Onions make you cry because of chemistry. When you cut the cell walls, enzymes react with sulfur compounds to release syn-propanethial S-oxide — a gas that stings the moment it hits your eyes. No technique eliminates it entirely. But you can cut it down to almost nothing.
Start cold and sharp
Chill the onion. 10–15 minutes in the freezer slows the enzyme reaction. Not frozen solid — just cold. Room-temperature onions straight off the counter are the worst.
Sharp knife only. A dull blade crushes far more cells than it cuts. Every extra crushed cell releases more gas. Hone your knife before you start.
The root end is non-negotiable
Leave the root on throughout the entire cut. Every layer of the onion anchors there. Cut it off early and the whole thing collapses — you spend more time manhandling it and bruise every layer in the process.
- Halve the onion through the root and tip, vertically.

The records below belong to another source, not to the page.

PR #4854, opened 2025-10-13
ci(l1): make workflows run only when appropriate.

### LINKED ISSUE #3457: Avoid running some workflows on title change
There are some workflows that run on `pull_request`, but that happens when there's any change to the PR, like changing the title or opening the PR, etc.
Maybe we can change that and use the activity types defined [here](https://docs.github.com/en/actions/reference/events-that-trigger-workflows#pull_request).

JereSalo:
**Motivation**

- There were some workflows that ran on simple changes like changing the title of the PR and that's pretty unnecessary. This is a simple change that will improve experience on that side at least.

**Description**

- Now on things like title change just a few appropriate workflows run

This is a very basic change that I repeated across workflows, suggestions are welcome

Closes #3457

### DIFF
--- a/.gitignore
+++ b/.gitignore
@@ -17,6 +17,8 @@ tooling/ef_tests/state/runner_v2/success_report.txt
 
 tooling/reorgs/data
 
+tooling/sync/logs/
+
 # Repos checked out by make target
 /hive/
 ethereum-package/
--- a/crates/l2/sdk/src/sdk.rs
+++ b/crates/l2/sdk/src/sdk.rs
@@ -36,10 +36,10 @@ pub use ethrex_sdk_contract_utils::*;
 
 use calldata::from_hex_string_to_h256_array;
 
-// 0xcb968a1441ffcfb88194912923c5353f8da0210b
+// 0x36664d7c5031bd965bbb405b55495a90dd780740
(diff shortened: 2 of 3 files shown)


.github/workflows/daily_hive_report.yaml
```diff
@@ -10,6 +10,7 @@ on:
       - .github/workflows/daily_reports.yaml
       - .github/workflows/common_hive_reports.yaml
       - .github/scripts/publish_hive.sh
+    types: [opened, synchronize, reopened, ready_for_review]
```
mpaulucci, line 13: > There were some workflows that ran on simple changes like changing the title of the PR and that's pretty unnecessary

I don't think the default value of types includes that scenario. Where are you seeing this?

JereSalo: Oh, I'm sorry. As I mentioned in [the issue](https://github.com/lambdaclass/ethrex/issues/3457) I had experiences in the past in which I changed the title of the PR and some workflows ran but it seems that it only happened in a few workflows. I mindlessly added the types when it wasn't necessary it seems, my bad.

JereSalo:
Closing this as it wasn't necessary it seems. I made a mistake.

PR #4855, opened 2025-10-13
refactor(l1,levm): simplify vm database trait.

JereSalo:
**Motivation**

- Trait may have been unnecessarily complex when we could've used LevmDatabase trait directly instead without problems.

**Description**

- Remove VmDatabase and related structures and implement LevmDatabase in all the Storage structs we use.


crates/blockchain/Cargo.toml
```diff
@@ -12,6 +12,7 @@ ethrex-rlp.workspace = true
 ethrex-common.workspace = true
 ethrex-storage.workspace = true
 ethrex-vm.workspace = true
+ethrex-levm.workspace = true
```
mpaulucci: if we have to add this here, then the vm crate doesn't really have a reason to exist.

JereSalo: Thanks for pointing that out. I moved the `StoreVmDatabase` to the vm crate so that it lives there with the other databases that implement the `LevmDatabase` trait. I think it's tidier this way but I don't know if you think it's a good idea to have it there or not.

crates/vm/backends/levm/db/witness.rs
```diff
@@ -57,41 +58,52 @@ impl GuestProgramStateWrapper {
...
+        &self,
+        address: Address,
+    ) -> Result<ethrex_common::types::AccountState, DatabaseError> {
         self.lock_mutex()
-            .map_err(|_| EvmError::DB("Failed to lock db".to_string()))?
-            .get_account_code(code_hash)
-            .map_err(|_| EvmError::DB("Failed to get account code".to_string()))
+            .map_err(|_| DatabaseError::Custom("Failed to lock db".to_string()))?
+            .get_account_state(address)
+            .map(|opt| opt.unwrap_or_default())
```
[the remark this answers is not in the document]
JereSalo: Yup, default account state means for levm that the account is not present basically.

crates/vm/backends/levm/db/witness.rs
```diff
@@ -57,41 +58,52 @@ impl GuestProgramStateWrapper {
...
 
-    fn get_account_state(&self, address: Address) -> Result<Option<AccountState>, EvmError> {
+    fn get_storage_value(&self, address: Address, key: H256) -> Result<U256, DatabaseError> {
         self.lock_mutex()
-            .map_err(|_| EvmError::DB("Failed to lock db".to_string()))?
-            .get_account_state(address)
-            .map_err(|_| EvmError::DB("Failed to get account info".to_string()))
+            .map_err(|_| DatabaseError::Custom("Failed to lock db".to_string()))?
+            .get_storage_slot(address, key)
+            .map(|opt| opt.unwrap_or_default())
```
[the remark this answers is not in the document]
JereSalo: In ethereum -> Unset = set to zero

crates/vm/backends/levm/db/mod.rs
JereSalo, line 1: One of the core changes, the databases that implement Levm trait are now in the db folder

tooling/ef_tests/state/runner/revm_db.rs
JereSalo, line 1: Changes in this file are correct but unimportant because we don't care about the revm runner of eftests anymore. I suggest ignoring them

JereSalo:
We can close this as the impact of this PR wasn't very high and it got old. In the future we can make a similar refactor if we think we should.

PR #4864, opened 2025-10-14
feat(l1): initial WIP Nix flake.

samoht9277:
**Description**

Enables single command execution of Ethrex binary without cloning the repo.

Running `nix build` compiles the app and produces the `./result/bin/ethrex` binary
Running `nix develop` compiles the app and enters a subshell with the compiled ethrex binary
Running `nix run` compiles the app and automatically starts the app with no shell (`nix run . -- <arg>` to pass arguments).
Running `nix shell` compiles the app and adds ethrex to your current shell (no sub-shell)

TODO: Add support for gpu builds (pass cargo features depending on platform)

**Prebuilt Binaries**
1. Add your user to the `trusted-users`
  *  `echo "trusted-users = root admin" | sudo tee -a /etc/nix/nix.conf && sudo pkill nix-daemon`
3. Install cachix 
  * `nix profile add nixpkgs#cachix`
5. Run `cachix use ethrex`
6. Run `nix run github:lambdaclass/ethrex`


flake.nix
```diff
@@ -0,0 +1,85 @@
...
+        };
+
+        toolchain = pkgs.rust-bin.stable."1.89.0".default;
+
+        rustPlat = pkgs.makeRustPlatform {
+          cargo = toolchain;
+          rustc = toolchain;
+        };
+
+        version = "5.0.0";
```
klaus993, line 31: this will have to be updated after each release, right? maybe we could automate it in a future improvement (make the release workflow change and commit this version change in this file)

mpaulucci:
I see this is actively being worked on. Converting to draft for now

flake.nix
samoht9277: Yup. We can add a step inside the nix build workflow (.github/workflows/publish-nix.yml) to update. 

The bad part is that we need the workflow to commit the new file to main in order to get the new version working

klaus993 (approved):

flake.nix
```diff
@@ -0,0 +1,85 @@
+{
+  description = "Ethrex Nix";
+
+  inputs = {
+    nixpkgs.url     = "github:junjihashimoto/nixpkgs/60fe186313677e8dbf04f917a2b4c3d984be4efd"; #TODO: Change this to upstream nixpkgs when allowBuiltinFetchGit bug is solved (https://discourse.nixos.org/t/cannot-build-package-of-rust-application-ln-failed-to-create-symbolic-link-permission-denied/57587)
```
ElFantasma, line 5: **Supply chain concern:** Pinning `nixpkgs` to a personal fork (`junjihashimoto/nixpkgs`) means the project depends on an individual’s repo for all system packages. Even with the workaround comment, this fork won’t receive upstream security patches unless manually synced. The referenced `allowBuiltinFetchGit` bug should be checked against current upstream `nixpkgs-unstable` — it may already be fixed (this PR has been open 4+ months). If it’s fixed, switch to `NixOS/nixpkgs`. If not, document the risk more prominently and track when to switch back.

flake.nix
```diff
@@ -0,0 +1,85 @@
...
+
+  outputs = { self, nixpkgs, flake-utils, crane, rust-overlay }:
+    flake-utils.lib.eachDefaultSystem (system:
+      let
+        pkgs = import nixpkgs {
+          inherit system;
+          overlays = [ (import rust-overlay) ];
+        };
+
+        toolchain = pkgs.rust-bin.stable."1.89.0".default;
```
ElFantasma, line 24: **Version mismatch:** This pins Rust 1.89.0, but `rust-toolchain.toml` on `main` specifies 1.90.0. These should be kept in sync — ideally read from `rust-toolchain.toml` dynamically, or at minimum updated to match. Diverging toolchain versions can cause subtle compilation differences.

flake.nix
ElFantasma, line 31: **Stale version:** Hardcoded to `5.0.0`, but `main` is at v9.0.0. More importantly, `fetchFromGitHub` below fetches this specific tag — meaning `nix build` inside the repo always builds v5.0.0, never the local working tree. For local builds, use `self` or a filtered source path (e.g., `pkgs.lib.cleanSource ./.`). The `fetchFromGitHub` approach could be kept for the `apps.default` remote usage (`nix run github:lambdaclass/ethrex`), but for `nix build` in the repo it should build what’s checked out.

flake.nix
```diff
@@ -0,0 +1,85 @@
...
+          rustc = toolchain;
+        };
+
+        version = "5.0.0";
+
+        src = pkgs.fetchFromGitHub {
+          owner  = "lambdaclass";
+          repo   = "ethrex";
+          rev    = "v${version}";
+          sha256 = "sha256-ajPLu5j/sjxLEFN1F+C/f12cbDenzUapBPfStem0Tj4=";
```
ElFantasma, line 37: The `sha256` hash is tied to the v5.0.0 snapshot. Every version bump requires manually updating this hash. With the `self`-based source approach suggested above, this entire `fetchFromGitHub` block becomes unnecessary for local builds.

.github/workflows/publish-nix.yml
```diff
@@ -0,0 +1,74 @@
...
+  release:
+    types:
+      - published
+
+permissions:
+  contents: read
+
+jobs:
+  distribute-build:
+    if: ${{ github.event.release.prerelease == false }}
```
ElFantasma, line 19: The `if: ${{ github.event.release.prerelease == false }}` condition works for `release` events, but for `workflow_dispatch` events `github.event.release` is undefined, so `prerelease` is `null`. This happens to evaluate as `null == false -> true` in GitHub Actions expressions, so it works — but it’s fragile and non-obvious. Consider: `if: ${{ github.event_name == 'workflow_dispatch' || github.event.release.prerelease == false }}`

ElFantasma (changes requested):

MegaRedHand:
Closing due to staleness

PR #4867, opened 2025-10-14
feat(l1): lowmem mode

Oppen:
**Motivation**

**Description**

Closes #issue_number

### DIFF
--- a/docs/l1/running/configuration.md
+++ b/docs/l1/running/configuration.md
@@ -51,6 +51,12 @@ ethrex --log.level <level>
 
 Levels: `error`, `warn`, `info` (default), `debug`, `trace`
 
+## Low Memory Mode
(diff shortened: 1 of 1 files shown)


lferrigno:
The code currently copy-pastes the Store implementation because making it generic would basically require some magic. 

This should get much simpler once one of the following happens:

 - The DBInner trait is exposed and released (@Oppen  opened an issue here: https://github.com/rust-rocksdb/rust-rocksdb/issues/1046
), or

 - The store API redesign lands, which will at least reduce the amount of code per implementation.

⚠️ Note: any merge from main should manually readjust the Store copy.

Oppen:
It turns out the low-mem mode is faster, so no need for a flag, just make it default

- Peel. Root intact on both halves.
- Flat side down on the board.
Two cuts, not three
Skip the horizontal cuts unless you are dealing with an unusually large onion. On a standard onion they add bruising for minimal gain.
Radial cuts: Fan toward the root at a slight angle. 3–4 mm apart. Never cut through the root.
Cross-cuts: Slice straight down across the radial cuts. The angles do the cube work. Even dice, every time.
Still stinging?
Open a window or run a small fan across the board. Move the gas before it reaches your face.
Breathe through your mouth. Syn-propanethial S-oxide needs moisture to react — dry nose, less burn.
Above all: work fast. One onion should take under a minute. Hesitation is the real enemy.